## Your goal
Lines with the word "swapping" are the answer; copy each of them from the data below.

[[ Task material, beginning ]]

PR #581, opened 2025-06-30
Fixup byte swapping

RichLogan:
Somewhere along the way our endianness swapping got confused for the fixed 16 bit network order control message lengths.

### DIFF
--- a/src/ctrl_message_types.cpp
+++ b/src/ctrl_message_types.cpp
@@ -31,9 +31,8 @@ namespace quicr::messages {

[[ Task material, end ]]

## Solution for this exercise
Fixup byte swapping
Somewhere along the way our endianness swapping got confused for the fixed 16 bit network order control message lengths.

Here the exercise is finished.